Extracted data entries:
============================================================

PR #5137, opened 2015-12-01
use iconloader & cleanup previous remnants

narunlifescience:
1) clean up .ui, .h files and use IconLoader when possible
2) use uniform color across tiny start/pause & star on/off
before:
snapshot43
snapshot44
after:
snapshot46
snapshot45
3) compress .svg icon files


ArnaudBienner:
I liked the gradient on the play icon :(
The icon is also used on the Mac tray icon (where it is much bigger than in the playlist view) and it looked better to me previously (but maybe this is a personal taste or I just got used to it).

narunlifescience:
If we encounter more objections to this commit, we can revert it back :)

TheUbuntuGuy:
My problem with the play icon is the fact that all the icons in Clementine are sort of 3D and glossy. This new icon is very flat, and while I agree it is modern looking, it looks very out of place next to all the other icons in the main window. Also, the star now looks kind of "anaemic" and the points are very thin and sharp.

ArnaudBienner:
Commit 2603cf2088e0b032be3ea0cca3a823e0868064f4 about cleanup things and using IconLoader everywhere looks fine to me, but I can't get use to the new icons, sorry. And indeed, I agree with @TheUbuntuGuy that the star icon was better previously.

============================================================

_WHAT THIS TASK INVOLVES_
Quote each line of the data above exactly as written.

_YOUR RESPONSE_
PR #5137, opened 2015-12-01
use iconloader & cleanup previous remnants

narunlifescience:
1) clean up .ui, .h files and use IconLoader when possible
2) use uniform color across tiny start/pause & star on/off
before:
snapshot43
snapshot44
after:
snapshot46
snapshot45
3) compress .svg icon files


ArnaudBienner:
I liked the gradient on the play icon :(
The icon is also used on the Mac tray icon (where it is much bigger than in the playlist view) and it looked better to me previously (but maybe this is a personal taste or I just got used to it).

narunlifescience:
If we encounter more objections to this commit, we can revert it back :)

TheUbuntuGuy:
My problem with the play icon is the fact that all the icons in Clementine are sort of 3D and glossy. This new icon is very flat, and while I agree it is modern looking, it looks very out of place next to all the other icons in the main window. Also, the star now looks kind of "anaemic" and the points are very thin and sharp.

ArnaudBienner:
Commit 2603cf2088e0b032be3ea0cca3a823e0868064f4 about cleanup things and using IconLoader everywhere looks fine to me, but I can't get use to the new icons, sorry. And indeed, I agree with @TheUbuntuGuy that the star icon was better previously.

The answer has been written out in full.